Frequency Offset Aliases - Future proofing for the unknown
Hi!
As you may know, tickers off of yfinance are structured as so:
YYYY-MM-DD --> 2019-07-08
Figuring out frequency for this would be business days : B
ticker_series = TimeSeries.from_dataframe(
data,
time_col="date",
value_cols=["Close"],
freq="B",
fill_missing_dates=True,
)
But what if a user were to upload a timeseries that does not have inherent frequency as listed by pandas?: https://pandas.pydata.org/pandas-docs/stable/user_guide/timeseries.html#offset-aliases
For instance: This timeseries seems to include Daylight Savings time.
2021-11-04 04:00:00,60394613.0
2021-11-08 05:00:00,55020868.0
2021-11-08 05:00:00,55020868.0
2021-11-09 05:00:00,55020868..0
.
.
.
2022-11-04 04:00:00,60394453.0
8/10 times setting freq=None and filling_missing_dates=True does not work and cannot work out the frequency on new timeseries. You can try to inspect seasonality but this does help as much as you would like.
One could work around this by ignoring the datetime and using the index:
ticker_series = TimeSeries.from_values(data["Close"].values)
But this removes the important element of time, especially when training Global models with covariants that are all different lengths and time stamps. Some of those covariates can be daily while others will be daily with minute-by-minute resolution. You want times to link up with each other.
I can also do some fancy string manipulation BUT that only works if I know what type of timestamping I will be working with.

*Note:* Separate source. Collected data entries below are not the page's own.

PR #16324, opened 2026-05-27
app: add delete all conversations to Settings

### LINKED ISSUE #13926: Delete all chat history in GUI app
If i want to delete the chats in the GUI now i have to right click and select delete on each and every chat. I would like to do a "Select All" or similar button to select and delete all chat history. 

I would also appreciate if you mention in the (docs)[https://docs.ollama.com/macos) where the chat history is stored so i could delete it manually. I suspect this is stored in the `db.sqlite` file under `~/Library/Application Support/Ollama` ?

I'm on macOS on Ollama Version 0.15.2

craigalodon:
Closes #13926

## Summary

Adds a **Delete all conversations** option to the desktop app Settings page, giving users a one-click way to clear their entire chat history — a feature present in ChatGPT Desktop.

> **Note on process:** CONTRIBUTING.md asks for maintainer feedback before non-trivial PRs. Issue #13926 has had no maintainer response yet, and a prior community attempt (#13293) has been open since December 2025 with no review. I've opened this as a draft to make the implementation available for evaluation rather than to rush a merge. Happy to close in favour of #13293 or adjust scope based on any feedback.

## What's new

**Settings UI** — a new "Data" card appears below the existing settings sections with:
- A trash icon, label, and description ("Permanently remove all chat history. This cannot be undone.")
- An inline two-step confirmation: first click shows **Cancel** / **Delete all** (in red), preventing accidental deletion
- Buttons dismiss automatically on both success and error

**Backend**
- `DELETE /api/v1/chats` — new HTTP endpoint that deletes all chat rows (cascades to messages, tool calls, and attachments via existing `ON DELETE CASCADE` constraints) and removes the chat image cache directory
- `Store.DeleteAllChats()` and `database.deleteAllChats()` mirror the shape of the existing single-chat deletion path

**Frontend**
- `deleteAllChats()` fetch helper in `api.ts`
- `useDeleteAllChats` React Query mutation hook — invalidates the chats cache then navigates to `/c/new`

## Comparison with #13293

PR #13293 adds a frontend-only delete button with no backend implementation. This PR provides the complete stack: backend endpoint, store method, database operation, and tests.

## Tests

| File | What's tested |
|---|---|
| `app/store/database_test.go` | `TestDeleteAllChatsCascade` — cascade delete of messages; empty table no-op |
| `app/store/store_test.go` | `TestDeleteAllChats` — bulk delete, empty store, cascade, image dir removal, missing image dir, store reusable after delete |
| `app/ui/ui_test.go` | `TestDeleteAllChatsHandler` — 200 with data, 200 empty store, route registered end-to-end, route isolated from single-chat `DELETE /api/v1/chat/{id}` |

All existing tests continue to pass.

## Screenshots

Settings page:

image

After clicking "Delete all" once:

image

---

### DIFF
--- a/app/store/database.go
+++ b/app/store/database.go
@@ -769,6 +769,17 @@ func (db *database) deleteChat(id string) error {
 	return nil
 }
 
+func (db *database) deleteAllChats() error {
+	_, err := db.conn.Exec("DELETE FROM chats")
+	if err != nil {
+		return fmt.Errorf("delete all chats: %w", err)
+	}
+
+	_, _ = db.conn.Exec("PRAGMA wal_checkpoint(TRUNCATE);")
+
+	return nil
+}
+
 func (db *database) updateLastMessage(chatID string, msg Message) error {
 	tx, err := db.conn.Begin()
 	if err != nil {
--- a/app/store/database_test.go
+++ b/app/store/database_test.go
@@ -481,3 +481,64 @@ func loadV2Schema(t *testing.T, dbPath string) *database {
 
 	return &database{conn: conn}
 }
+
+func TestDeleteAllChatsCascade(t *testing.T) {
+	t.Run("removes all chats and cascades to child rows", func(t *testing.T) {
+		tmpDir := t.TempDir()
+		db, err := newDatabase(filepath.Join(tmpDir, "test.db"))
+		if err != nil {
+			t.Fatalf("newDatabase: %v", err)
+		}
+		defer db.Close()
+
+		// Insert two chats, each with two messages
+		for _, chatID := range []string{"all-del-1", "all-del-2"} {
+			chat := Chat{
+				ID:        chatID,
+				Title:     chatID,
+				CreatedAt: time.Now(),
+				Messages: []Message{
+					{Role: "user", Content: "hi", CreatedAt: time.Now(), UpdatedAt: time.Now()},
+					{Role: "assistant", Content: "hello", CreatedAt: time.Now(), UpdatedAt: time.Now()},
+				},
+			}
+			if err := db.saveChat(chat); err != nil {
+				t.Fatalf("saveChat(%s): %v", chatID, err)
+			}
+		}
+
+		if countRows(t, db, "chats") != 2 {
+			t.Fatal("expected 2 chats before deleteAllChats")
+		}
+		if countRows(t, db, "messages") != 4 {
+			t.Fatal("expected 4 messages before deleteAllChats")
+		}
+
+		if err := db.deleteAllChats(); err != nil {
+			t.Fatalf("deleteAllChats() error = %v", err)
+		}
+
+		if n := countRows(t, db, "chats"); n != 0 {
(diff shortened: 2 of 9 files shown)


craigalodon:
Ran a code review on this PR before pushing and addressed several findings:

**[`app: clear chat cache immediately on delete-all`](https://github.com/craigalodon/ollama/commit/226e5c6e)**
`invalidateQueries` marks data stale but doesn't remove it, so the sidebar would briefly flash all deleted chats while a background refetch was in flight. Switched to `removeQueries` on both \`["chats"]\` (the list) and \`["chat"]\` (all per-chat entries), which evicts the data synchronously before navigation — both fixing the flash and preventing a deleted-chat URL from serving stale data from cache.

**[`app/store: propagate image-directory deletion error from DeleteAllChats`](https://github.com/craigalodon/ollama/commit/dfe466a3)**
`os.RemoveAll` failure was swallowed with `slog.Warn` and `nil` returned, so the HTTP handler sent 200 OK even when image files couldn't be cleaned up. Changed to return the error so the caller gets a real signal. Also added a test covering this path (the existing suite only tested the non-error case where the directory was missing).

**[`app: show error banner when delete-all-conversations fails`](https://github.com/craigalodon/ollama/commit/10f4f624)**
If the API call failed, the confirmation dialog closed silently with only a `console.error` — no user-visible feedback. Added a `deleteAllError` state and a red error banner below the section (matching the existing `connectionError` pattern elsewhere in Settings). The error clears when the user re-opens the confirmation or cancels.

**[`app: prevent in-flight streams from recreating chats after delete-all`](https://github.com/craigalodon/ollama/commit/ec13c313)**
A race: if a streaming response was in progress when "delete all" fired, the streaming goroutine's final `SetChat` upsert (`INSERT OR REPLACE INTO chats`) would re-insert the deleted chat row after `DELETE FROM chats` completed. Fixed with two cooperating changes:
- Frontend: abort all active `AbortController`s in `mutationFn` before calling the API, which closes each open SSE connection and cancels the server-side request context.
- Server: add a `ctx.Err() != nil` guard before the final `SetChat` call in the streaming handler. If the context is cancelled (client disconnected), the save is skipped. This only fires on a real connection close — ordinary in-SPA navigation keeps the SSE connection open, so the save path is unaffected for that case.

craigalodon:
One more follow-up: after reflecting on the UX, navigating away from Settings on success felt wrong.

Every other action in the Settings panel (cloud toggle, connection errors, the Saved badge) leaves the user in place. Ejecting them to `/c/new` assumes they're done with Settings, which may not be true, and it's inconsistent with the error path which already stays in Settings.

The confirmation dialog collapsing back to the 'Delete all' button is enough feedback that the operation succeeded — the sidebar will be empty when they navigate back on their own. Removing the `navigate` call also decouples routing from the data mutation hook, so the hook can be reused from any context without forcing a redirect.

Pushed as a separate commit: **app: stay in Settings after deleting all conversations**

PR #16352, opened 2026-05-29
cmd/launch: fix configure cline ollama provider via providers.json

hoyyeva:
## Summary

Fixes `ollama launch cline` so Cline CLI uses its built-in `ollama` provider correctly with Ollama’s OpenAI-compatible endpoint.

## Changes

- Write Cline’s new provider settings to `~/.cline/data/settings/providers.json`
  - provider: `ollama`
  - baseUrl: `<ollama-host>/v1`
  - model: selected launch model
  - no `apiKey` for local Ollama
- Preserve legacy Cline `globalState.json` compatibility with root Ollama URLs
  - keeps `ollamaBaseUrl` as `<ollama-host>`
  - avoids breaking legacy/native Cline paths that append `/api/tags`
- Preserve existing provider settings and metadata while updating model/base URL
- Maintain `updatedAt`, refreshing it when the model, base URL, or token source changes
- Stop passing Cline CLI provider/key/model flags during launch; rely on the written config instead
- Read current Cline model from `providers.json` only when `lastUsedProvider` is `ollama`, with legacy fallback
- Validate both Cline config files before writing either one, avoiding partial updates when existing JSON is malformed
- Report both modern and legacy Cline config paths from `Paths()` when they exist

## Testing

- `GOCACHE=/private/tmp/ollama-go-build-cache go test ./cmd/launch -run 'TestCline|TestEditorRunsDoNotRewriteConfig'`
- `GOCACHE=/private/tmp/ollama-go-build-cache go test ./cmd/launch`

## Manual Smoke Test

Tested with an isolated temporary Cline home under `/private/tmp/ollama-cline-smoke`.

- Local model: `qwen3.5:latest`
  - Prompt: “What color is the sky on a clear day? Answer with one word.”
  - Result: `Blue`
- Cloud model: `kimi-k2.5:cloud`
  - Prompt: “What is 7 plus 5? Answer with just the number.”
  - Result: `12`

Confirmed generated config:
- `providers.json` uses `http://127.0.0.1:11434/v1`
- legacy `globalState.json` uses `http://127.0.0.1:11434`
- no local Ollama `apiKey` is stored

### DIFF
--- a/cmd/launch/cline.go
+++ b/cmd/launch/cline.go
@@ -65,10 +65,22 @@ func (c *Cline) Edit(models []LaunchModel) error {
 		return err
 	}
 
-	if err := writeClineProvidersConfig(clineProvidersPath(home), models[0].Name); err != nil {
+	providersPath := clineProvidersPath(home)
+	legacyPath := clineLegacyGlobalStatePath(home)
+
+	providersConfig, err := readClineConfig(providersPath)
+	if err != nil {
 		return err
 	}
-	return writeClineLegacyGlobalState(clineLegacyGlobalStatePath(home), models[0].Name)
+	legacyConfig, err := readClineConfig(legacyPath)
+	if err != nil {
+		return err
+	}
+
+	if err := writeClineProvidersConfig(providersPath, providersConfig, models[0].Name); err != nil {
+		return err
+	}
+	return writeClineLegacyGlobalState(legacyPath, legacyConfig, models[0].Name)
 }
 
 func clineProvidersPath(home string) string {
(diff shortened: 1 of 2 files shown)


cmd/launch/cline.go
```diff
@@ -50,26 +65,113 @@ func (c *Cline) Edit(models []LaunchModel) error {
...
+	}
+	return writeClineLegacyGlobalState(legacyPath, legacyConfig, models[0].Name)
+}
+
+func clineProvidersPath(home string) string {
+	return filepath.Join(home, ".cline", "data", "settings", "providers.json")
+}
+
+func clineLegacyGlobalStatePath(home string) string {
+	return filepath.Join(home, ".cline", "data", "globalState.json")
```
hoyyeva, line 91: I am keeping the old way to config cline with `globalState.json` as a compatibility fallback. Newer cline uses `providers.json` for active provider and model config, but in my opinion we should keep the older one even though remove it would be more cleaner. But let me know what your thoughts on this!

ParthSareen (approved):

So this brings up the bigger question:
- What would the folks at Darts do in case they do not know the offset Alias BUT have timestamps that are important in providing insight to the data that is being processed especially for global models. Timeseries freq can be ms/sec/min/hour/day/every-other_day/every_third_day/every_N_days/quarter/year/every_N_unit/ etc.
- Is there something I am completely overlooking that will sort this all out automatically? 😄
Update: the only other thing I thought of was converting all incoming timeseries to a unix timestamp in units of seconds. This will in theory, standardize all indexes of the covariates and objective outputs in real world timeframe all relative to one another.
new_date_in_sec = pd.Timestamp('2021-11-08 05:00:00').timestamp()
new_date_in_sec = pd.Timestamp('2021-11-08').timestamp()
That way, no matter what time series, all dates are still unique and now I can just forecast based on these unique timestamp indexes.
The only problem with this approach is converting it into a Timeseries object.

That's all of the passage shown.